_Your task:_
All of the data, from the first line to the last, should be reproduced without alteration.

_Dataset content:_
------------

PR #9, opened 2021-11-23
RFCxxxx: Support overloaded objects in join(), substr() builtins

book:
Pre-RFC discussion: https://www.nntp.perl.org/group/perl.perl5.porters/2021/11/msg261831.html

------------

_Result for this exercise:_
PR #9, opened 2021-11-23
RFCxxxx: Support overloaded objects in join(), substr() builtins

book:
Pre-RFC discussion: https://www.nntp.perl.org/group/perl.perl5.porters/2021/11/msg261831.html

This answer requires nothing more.